ADR News Roundup
The latest news from the world of HGV driving
HGV PARKING BRAKE WARNING
The Health and Safety Executive has issued a warning to LGV drivers to take extra care when following basic safety procedures when coupling and uncoupling vehicles. HGV drivers are urged to apply parking breaks and use warning alarms to prevent “putting lives at risk”.
Back in January of 2015 a 20-year-old road work was crushed to death by a tractor unit which unexpectedly rolled backwards whilst the driver has stepped away from their vehicle. The driver was an experienced HGV driver and was in the process of connecting his tractor unit to another parked trailer when it rolled backwards. Two men were able to jump away in time but tragically one did not and was pronounced dead at the scene. The driver was sentenced to 12 weeks imprisonment and disqualified from driving for an incident that could have wholly been avoided.
The Health and Safety Executive pleaded to LGV drivers to ensure they correctly apply the tractor unit parking brake before exiting the cab and then follow safe decoupling and coupling procedures.
HGV DRIVERS HIT WITH INFLATED ROAD REPAIR COSTS
LGV drivers, fleet operators and insurance companies are being advised to challenge the costs associated with road surface and street furniture repairs following any sort of crash, spillage or fire. If an HGV driver damages any property of the Crown such as a motorway barrier, a traffic sign or by damaging the surface of a road then the driver or the insurer of the vehicle will be issued with a bill. This will ordinarily come from a council, Highways England, Transport for London or one of their contractors. It is advised that rather than simply paying the bill, it is wise to scrutinise the invoice to check for errors in costs.
The Managing Director of Claims Management & Adjusting (CMA), Philip Swift went on record saying “I do not make these comments lightly, but certain Highways England contractors seem to be acting in an informal environment. My experience of dealing with hundreds of below-radar claims has caused me to question whether many of the costs being presented are accurate or appropriate. There is a shocking lack of transparency!’

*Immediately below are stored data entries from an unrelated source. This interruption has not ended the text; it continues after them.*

PR #2232, opened 2019-05-17
Implement fully qualified name logic for type declarations

### LINKED ISSUE #2230: get the fully qualified type/class name for a TypeDeclaration
on the JP gitter we discussed the possibility of having a convenience method to resolve the fully qualified type name from a `TypeDeclaration`.  this will involve either manually walking the parent nodes until there are none or we reach a TopLevelClass, and then extracting the package name from the TopLevelClass's CompilationUnit.

I wrote a "quick and dirty" variant that works (for the most simple cases... Top level and nested types (classes, enums, interfaces and annotations) but probably needs more testing to be considered a more "general tool" and included in JavaParser...(The other question is "in what class should this method reside")

Some cases which need to be tested (or specifically noted in the Javadoc as "not supported") are:
Handling Anonymous Classes (since these are going to be created inside methods or constructors or Static initializer blocks)
(i.e. new Serializable(){})
... although
Handling Local Classes 
(i.e. 
```java
package aaaa.bbbb;
class Top{
    void m(){
        class local{
        }
    }
}
```
(these local classes are ALSO constructed in methods or constructors or static blocks) 

some side issue that probably needs to be determined is... do we maintain a reference to the method/constructor/staticBlock that contains the LocalClass/Anonymous class
(i.e. in the local class `local` above, how do we signify the path to the class?
"aaaa.bbbb.Top.local" (omitting the method name "m")
"aaaa.bbbb.Top#m.local (using the # notation to refer the method name "m")
"aaaa.bbbb.Top.m.local (using the . notation to refer the method name "m") 

...also a consideration needs to be made to overloaded methods:
```java
package aaaa.bbbb;
class Top{
    void m(){
        class local{
        }
    }
    void m(int i){
      class local{
      }
    }
}
```

because in the above, any of the (3) notations above are ambiguous (because they could mean  any version of local)

...also if we have a local class in a static block, how do we represent that

```java
package aaa.bbb;
class Top{
    static {
      class Local {
      }
    }
}
```
it's totally up in the air, but we could do something like #init:
"aaa.bbb.Top#init"

Finally just to exhast other things that should be considered... you CAN define a class inside a lambda body:

```java
Consumer<String> c = c-> {
                class FFF{
                          
                }
            };
            
            Consumer<Integer> u = y-> { 
                class FFF{
                    
                }
            };
```

and the above (2) implementations of FFF could be on any unnamed Lambda, so again we have a problem not being able to follow a unique reference.

(TBH sorry for being this thorough, but I could very well see that many of these situations (i.e. Local Classes) are simply unsupported by the method (it makes the logic easier, and the corner cases are not that prevalent in real code)  (I'm sorta just rationalizing why I didn't want to go too far down the rabbit hole" and or "share the original code" if it gets misused for those cases it did not support.

Below is the original naive code for the purpose to be used as reference or just throw away entirely
```java
    static String getFullName(TypeDeclaration astType){
        if( astType.isTopLevelType() ){
            if( astType.findCompilationUnit().get().getPackageDeclaration().isPresent()) {
                String pkgName = astType.findCompilationUnit().get().getPackageDeclaration().get().getNameAsString();
                return pkgName +"."+ astType.getNameAsString();
            }
            return astType.getNameAsString(); //top level TYPE but no package declaration
        }
        if(!astType.getParentNode().isPresent()){
            return astType.getNameAsString();
        }
        //prefix back to parents
        String name = astType.getNameAsString();
        Node n = astType.getParentNode().get();
        if( n instanceof TypeDeclaration ){
            return getFullName( (TypeDeclaration)n)+"."+name;
        }
        if( n instanceof LocalClassDeclarationStmt ){
          LocalClassDeclarationStmt lc = (LocalClassDeclarationStmt) n;
          return lc.getClassDeclaration().getNameAsString();
        } else {
            NodeWithName nwn = (NodeWithName) n;
            name = nwn.getNameAsString() + "." + name;
            if (n.getParentNode().isPresent()) {
                return getFullName((TypeDeclaration) n) + "." + name;
            }
        }
        return name;
    }
```

matozoid:
Fixes #2230.

@edefazio - is this useful to you?

### DIFF
--- a/javaparser-core-testing/src/test/java/com/github/javaparser/ast/body/TypeDeclarationTest.java
+++ b/javaparser-core-testing/src/test/java/com/github/javaparser/ast/body/TypeDeclarationTest.java
@@ -1,0 +1,64 @@
+package com.github.javaparser.ast.body;
+
+import com.github.javaparser.ast.CompilationUnit;
+import com.github.javaparser.ast.Node;
+import org.junit.jupiter.api.Test;
+
+import static com.github.javaparser.utils.TestParser.parseBodyDeclaration;
+import static com.github.javaparser.utils.TestParser.parseCompilationUnit;
+import static java.util.stream.Collectors.joining;
+import static org.junit.jupiter.api.Assertions.assertEquals;
+
+class TypeDeclarationTest {
+    @Test
+    void qualifiedNameOfClassInDefaultPackage() {
+        assertFQN("X", parseCompilationUnit("class X{ }"));
+    }
+
+    @Test
+    void qualifiedNameOfClassInAPackage() {
+        assertFQN("a.b.c.X", parseCompilationUnit("package a.b.c; class X{}"));
+    }
+
+    @Test
+    void qualifiedNameOfInterfaceInAPackage() {
+        assertFQN("a.b.c.X", parseCompilationUnit("package a.b.c; interface X{}"));
+    }
+
+    @Test
+    void qualifiedNameOfEnumInAPackage() {
+        assertFQN("a.b.c.X", parseCompilationUnit("package a.b.c; enum X{}"));
+    }
+
+    @Test
+    void qualifiedNameOfAnnotationInAPackage() {
+        assertFQN("a.b.c.X", parseCompilationUnit("package a.b.c; @interface X{}"));
+    }
+
+    @Test
+    void qualifiedNameOfNestedClassInAPackage() {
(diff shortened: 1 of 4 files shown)


edefazio:
Thanks, that's much more concise than my code... (I'm going to happily retire the old stuff in draft when the new build gets done) 

BTW, your functional lambda-fu is strong,...I am a mere functional novice

matozoid:
@edefazio don't fight the lambdas and they will guide you :-)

EDUCATIONAL DRIVING EVENT ENCOURAGES YOUNGSTERS TO LEARN MOTOR SKILLS EARLY
Last month in Scotland there were a significant number of 11-17 year olds behind the wheel of a car well before reaching the legal driving age. This may sound like a daunting prospect however it was all thanks to an event called “The Borders Under-17 Driving Day”. It’s focus allowed young people of 11 and upwards to drive a vehicle, off the main roads, with tuition and guidance from experts. It brought out a lot of community support too as over 30 volunteers from local emergency services came in to help, giving each participant 5 hours of driving each, one-to-one.The event was the first of its kind in Scotland and the goal is to make it the start of many that aim to help make younger drivers better and to cut down on road accidents and, ultimately, fatalities. Long term they would love to get the activity added to the education curriculum in the hope that it would train our youth how enjoyable driving can be and to raise awareness on the dangers to make them more alert behind the wheel.
VEHICLE CCTV – THE CASH FOR CRASH BOOM
Here’s some statistics for you. In the last year, demand for in-vehicle CCTV cameras has increased by 30%. Cash for crash claims are increasing the average price of UK insurance policies by around £90. No-win, no-fee claims from lawyers ends up costing British motorists a monumental £1 billion a year. Out of the 500,000 whiplash claims in the UK, it is estimated by insurance experts that around 60% of them are entirely false. Food for thought!